Mais je m'y perds, entre ces deux voix contradictoires qui se mêlent en une mélopée, une rengaine toujours la même. Ce n'est pas grave. Il faut se plonger à corps perdu dans le travail. Pour oublier. Ce que je suis. Pour combler toutes les failles. Pour (m')échapper. Y consacrer des heures. Et mentir encore.

Puis m'éloigner aussi. Prendre des distances. Sourire. Exceller dans l'art de faire semblant. Se protéger. Des réactions. Des autres.

J'ai compris. Cet été. De quoi. Les gens. Sont. Capables. Quand. Ils. Ne. Comprennent. Pas.

Je ne pleure plus. Depuis.

9.9.06 23:17


A vrai dire je ne sais même pas comment commencer cette note. Trop de choses à écrire. Entre ces vacances à la fois interminables et si vite passées. Paradoxe. Et puis la rentrée demain. Et puis aussi le rendez-vous chez la psy le matin. Le premier depuis début juillet. Et puis... Et... Eux. Tout. Tant pis, ce sera désordonné, brouillon, inintéressant aussi. Sans doute (Peut-être devriez-vous arrêter la lecture ici d'ailleurs...)

Donc, la rentrée. Et le lot d'angoisse qui l'accompagne. Parce qu'il y a les autres. Et que les revoir... Je ne peux pas. Juste envie de me faire toute petite, de me recroqueviller. Tant pis.  Parce que je ne veux plus jouer la comédie. Sourire. Ne rien laisser transparaître. 
Et puis, j'ai cette sensation de déja-vu, tout recommence comme avant. Je me sens rechuter tout doucement. Les crises reviennent plus violentes, plus fréquentes.

Et demain la psy me reparlera d'hospitalisation. Je ne sais même pas que lui dire. Je ne sais même plus quoi écrire. Je finis par détruire tout ce que je touche. Au fond même eux seraient plus heureux sans moi, même elle, même lui. Tous.

Je ne sais plus où j'en suis.

4.9.06 21:51


Passage éclair sur mon blog... Problème avec la connexion internet. Repars demain. Visite obligée à la famille comme chaque été. Puis Bretagne avec les parents. Pas envie. Pas d'envies tout court même.

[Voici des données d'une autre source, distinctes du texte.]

PR #380, opened 2026-01-12
fix: add NBitcoinSecp256k1.CppBridge.so to the artifacts cache

erickcestari:


brunoerg (approved):
ACK c6394e1ae546f2df68efbb5c9009d92b8db6d3fd

needs to update the corpora's CI as well?

erickcestari:
> ACK [c6394e1](https://github.com/bitcoinfuzz/bitcoinfuzz/commit/c6394e1ae546f2df68efbb5c9009d92b8db6d3fd)
> 
> needs to update the corpora's CI as well?

No, it shouldn't be needed since there we cache the whole bitcoinfuzz folder.

PR #387, opened 2026-01-16
addrv2: update string return format

### LINKED ISSUE #385: addrv2: Update the return format of the string
It might be useful to change the return format of the string for `addrv2` target to an array containing the addresses, time, service bits and port in string format. For the addresses, we might want to keep them in hexadecimal format, since formatting addresses in the same way using different libraries might be difficult. This would ensure that they are actually receiving the same addresses.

Retour dépaysant des Etats-Unis. Tout me manque. Malgré le peu d'affinité avec le reste du groupe... Nous étions pourtant tous en larmes à l'aéroport. Restent les souvenirs. L'arrivée à San Francisco, les rues illuminées que nous montions à bord d'un de ces tramways rouges qui font le bonheur des touristes, la traversée à pied du Golden Gate, les centaines d'heures passées dans le van, à dormir, à parler, à écouter les CD de Justin, notre chauffeur américain, à observer le paysage changeant. Tantôt le désert, la forêt, les montagnes... Le rafting sur la Snake River et ce guide qui prenait un malin plaisir à nous éclabousser, le petit-déjeuner sur le toit du van au matin de mon anniversaire et les bisons dans la plaine en face de nous. Le barbecue dans une crique au bord du Lac Supérieur. Les heures à marcher, à se perdre, à errer dans Montréal, Québec ou New-York... Les tableaux, les sculptures, les photos du MoMA. Et tant, tant encore.
Les geysers, les sources d'eau chaude aux couleurs incroyables dans le parc du Yellowstone, les randonnées sous un soleil de plomb et les coup de soleil. Le Grand Canyon et les photos de groupes. Toujours. Les cappuccinos French Vanilla et les chewing-gums à la canelle. Les campings et les grenouilles dans la douche. Les tentes et les moustiques canadiens (les plus féroces)... La limousine dans Time Square et l'Empire State Building. Les panneaux publicitaires immenses, lumineux, recouvrant les grattes-ciel. Les Starbucks à chaque coin de rue et Central Park avec ses écureuils gris à un mètre de vous.
On oubliera le reste, les disputes et la mauvaise ambiance et les crises et les larmes et les mots qui fusent de tout côtés, les mots qui atteignent leur cible et la laissent un peu sonnée. On oubliera. Parce que le reste était beau. Simplement.

Et puis, on oubliera aussi la (re)chute trop violente au retour.